Unlike diagnostic testing, which looks for the occurrence of COVID-19 at the individual level, surveillance testing looks for infection within a defined population or community and can be used for making health management decisions at the population level. Surveillance testing does not require a prescription. In surveillance testing, pooled test results are returned to the sponsoring organization in the aggregate, not directly to the individual, and may be performed without CLIA certification.
Concurrently, the Company is executing on a sales and marketing strategy to build a pipeline of LineaTM COVID-19 Diagnostic Assay Kit (“Assay Kit”) and TaaS opportunities through:
Outreach to independent and hospital laboratories in COVID-19 hotspots nationally and regionally to offer an additional diagnostic kit supply line;
Outreach to local laboratories to construct a reference laboratory relationship for overflow testing;
Deployment of testing at Stony Brook University in accordance with a recently signed Master Services Agreement.
“Our capacity to perform COVID-19 surveillance testing is grounded in self-collection saliva kits and anterior nasal swab kits that are intuitive to use, a highly sensitive PCR-based Assay Kit that can detect as little as one copy of the SARS-CoV-2 genome per microliter in an individual saliva sample, and a high-throughput surveillance testing lab that can return testing results within 24 hours and often on the same day as sampling. When deployed as part of a consistent and ongoing surveillance testing regime, we believe our Assay Kit can help our clients to detect the virus before its median incubation time of 4 to 5 days from exposure to symptom-onset1. Being able to identify infections early and in a cost-efficient and rapid manner is how surveillance testing gets workers back to work and students back to school,” said Dr. James A. Hayward, president and CEO.

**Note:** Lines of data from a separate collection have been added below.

PR #157, opened 2016-04-18
Adding server telemetry channel, adaptive sampling and making Active as default configuraiton.

kartang:
Adding server telemetry channel, enabling sampling (with default adaptive) and removing existing configure option to create config.

- TelemetryConfiguration.Active is used if services do not have an existing configuration instance, in which case it picks the configuration from the services and updates it.
- Server telemetry channel is assigned to `config.TelemetryChannel` only in full framework, and if no other telemetry channel exists in services (in which case, `config.TelemetryChannel` will be the existing channel in services).
- Neither the channel nor the sampling processor is added to the services collection. 
- Customers have access to telemetry configuration, and can add his own custom telemetry processors through chain builder. 
- Customers can disable sampling using the parameter `DisableSampling` when adding Application Insights through services -> `services.AddApplicationInsightsTelemetry(config, true)`. This will not add `AdaptiveSamplingTelemetryProcessor` which is added by default in the other case.
- Existing boolean parameter on `services.AddApplicationInsightsTelemetry` to control the usage of `TelemetryConfiguration.Active` vs `TelemetryConfiguration.CreateDefault()` is removed and `Active` is used in all the scenarios.

**Note: By default, now, server telemetry channel will be used to send the telemetry, as opposed to InMemoryChannel. If customers have to use their specific channel, they can add channel to the services, and we pick that instead of our default channels.**

### DIFF
--- a/global.json
+++ b/global.json
@@ -1,8 +1,8 @@
 ﻿{
     "sources": [ "src", "test" ],
     "sdk": {
-            "architecture": "x86",
+      "architecture": "x86",
       "runtime": "clr",
-      "version": "1.0.0-rc1-update1"
+      "version": "1.0.0-rc1-update2"
     }
 }
--- a/src/Microsoft.ApplicationInsights.AspNet/Extensions/ApplicationInsightsExtensions.cs
+++ b/src/Microsoft.ApplicationInsights.AspNet/Extensions/ApplicationInsightsExtensions.cs
@@ -40,10 +40,10 @@
             return app.UseMiddleware<ExceptionTrackingMiddleware>();
         }
 
-        public static void AddApplicationInsightsTelemetry(this IServiceCollection services, IConfiguration config)
+        public static void AddApplicationInsightsTelemetry(this IServiceCollection services, IConfiguration config, bool DisableSampling = false)
         {
             services.AddSingleton<ITelemetryInitializer, DomainNameRoleInstanceTelemetryInitializer>();
-            services.AddSingleton<ITelemetryInitializer>(ComponentVersionTelemetryInitializer =>
+            services.AddSingleton<ITelemetryInitializer>(serviceProvider =>
             {
                 return new ComponentVersionTelemetryInitializer(config);
             });
@@ -63,8 +63,8 @@
 
             services.AddSingleton<TelemetryConfiguration>(serviceProvider =>
             {
-                var telemetryConfiguration = serviceProvider.GetService<TelemetryConfiguration>() ?? TelemetryConfiguration.Active;
-                AddServerTelemetryChannelAndSamplingForFullFramework(serviceProvider, telemetryConfiguration);
+                var telemetryConfiguration = TelemetryConfiguration.Active;
+                AddServerTelemetryChannelAndSamplingForFullFramework(serviceProvider, telemetryConfiguration, DisableSampling);
                 telemetryConfiguration.TelemetryChannel = serviceProvider.GetService<ITelemetryChannel>() ?? telemetryConfiguration.TelemetryChannel;
                 AddTelemetryConfiguration(config, telemetryConfiguration);
                 AddServicesToCollection(serviceProvider, telemetryConfiguration.TelemetryInitializers);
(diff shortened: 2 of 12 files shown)


global.json
```diff
@@ -1,8 +1,8 @@
 ﻿{
     "sources": [ "src", "test" ],
     "sdk": {
-            "architecture": "x86",
+      "architecture": "x86",
       "runtime": "clr",
-      "version": "1.0.0-rc1-update1"
+      "version": "1.0.0-rc1-update2"
```
dnduffy: Are we were up to update3 in some branch?

kartang: This version corresponds to the dnx runtime. They have updated the run time version, and I referred to the latest available one.

test/Microsoft.ApplicationInsights.AspNet.Tests/Extensions/ApplicationInsightsExtensionsTests.cs
```diff
@@ -302,6 +253,51 @@ public static void RegistersTelemetryConfigurationFactoryMethodThatPopulatesItWi
...
+                var services = ApplicationInsightsExtensionsTests.GetServiceCollectionWithContextAccessor();
+                var config = new ConfigurationBuilder().AddApplicationInsightsSettings(endpointAddress: "http://localhost:1234/v2/track/").Build();
+                services.AddApplicationInsightsTelemetry(config, true);
+                IServiceProvider serviceProvider = services.BuildServiceProvider();
+                var telemetryConfiguration = serviceProvider.GetRequiredService<TelemetryConfiguration>();
+                Assert.Equal(telemetryConfiguration.TelemetryProcessors.Count, exisitingProcessorCount);
+            }
+
+            [Fact]
+            public static void AddsServerTelemetryChannelInFullFramework()
```
dnduffy: Doesn't this require the #ifdef for full framework around the test?

kartang: We have it, grouped for all the tests in full framework. A combined ifdef.

src/Microsoft.ApplicationInsights.AspNet/Extensions/ApplicationInsightsExtensions.cs
```diff
@@ -181,5 +184,22 @@ private static void InitializeModulesWithConfiguration(IServiceProvider serviceP
                 service.Initialize(configuration);
             }
         }
+
+        private static void AddServerTelemetryChannelAndSamplingForFullFramework(IServiceProvider serviceProvider, TelemetryConfiguration configuration, bool DisableSampling)
```
dnduffy: I'm wondering if instead of having a flag and making an internal call for using adaptive sampling if we should just have the users make a call or pass the class they want to use as a parameter.

kartang: As per the offline discussion,we will leave this as is for now, and when there is a change in Core/channels to remove processors, we can completely ignore this boolean then.

dnduffy:
:shipit:

src/Microsoft.ApplicationInsights.AspNet/Extensions/ApplicationInsightsExtensions.cs
```diff
@@ -38,10 +40,10 @@ public static IApplicationBuilder UseApplicationInsightsExceptionTelemetry(this
             return app.UseMiddleware<ExceptionTrackingMiddleware>();
         }
 
-        public static void AddApplicationInsightsTelemetry(this IServiceCollection services, IConfiguration config, bool reuseActiveConfig = true)
+        public static void AddApplicationInsightsTelemetry(this IServiceCollection services, IConfiguration config, bool disableDefaultAdaptiveSampling = false)
```
AlexBulankou: Chatted with David, let's discuss this some more tomorrow before we merge to master.
1. Consider wrapping this flag in a config structure to allow future changes
2. Customers who onboarded to previous version with reuseActiveConfig will not be able to notice anything changed and the fact that now this flag has completely different meaning.

kartang: Sure, let us discuss about using the config. However, "reuseActiveConfig" was never available for customers. It is always in develop, and we planned to have it in this merge to master.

“We are beginning to see the first fruits of our Assay Kit and TaaS sales and marketing efforts translate into revenue,” concluded Dr. Hayward. “As we continue to expand our sales pipeline of Assay Kit and surveillance testing opportunities, we believe these efforts can serve as a potentially material driver of our growth supplemented by diagnostic customer testing upon receipt of CLEP-CLIA certification.”